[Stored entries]
----
PR #39, opened 2024-02-10
aligned can and dio ids with spreadsheet

Lewis-Seiden:
https://docs.google.com/spreadsheets/d/1odhD145OL3dNaa40gRIr8u8jl-C9k7WLtFd2wuopsfE/edit?usp=sharing this spreadsheet


kevinclark (approved):
LGTM but didn't compare the spreadsheet to the numbers.

Some would argue that having a single file that maps from the numbers to constants that the individual files use would be easier to check against the spreadsheet (or better yet, replaces the spreadsheet entirely) but I don't feel particularly strongly about it. Having numbers in one place that strongly bind to the implementation seems fine. Just calling out other reasonable viewpoints.

Lewis-Seiden:
we did do that in previous years, which ended up with one very large and hard to look through file. this year im keeping each mechanism's constants in their relevant files. not convinced one way or the other at this point.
----
TASK TO COMPLETE:
All that the answer may hold is the lines from the one with "Some would argue" through the end of the data, set down exactly as they appear.

EXERCISE ANSWER:
Some would argue that having a single file that maps from the numbers to constants that the individual files use would be easier to check against the spreadsheet (or better yet, replaces the spreadsheet entirely) but I don't feel particularly strongly about it. Having numbers in one place that strongly bind to the implementation seems fine. Just calling out other reasonable viewpoints.

Lewis-Seiden:
we did do that in previous years, which ended up with one very large and hard to look through file. this year im keeping each mechanism's constants in their relevant files. not convinced one way or the other at this point.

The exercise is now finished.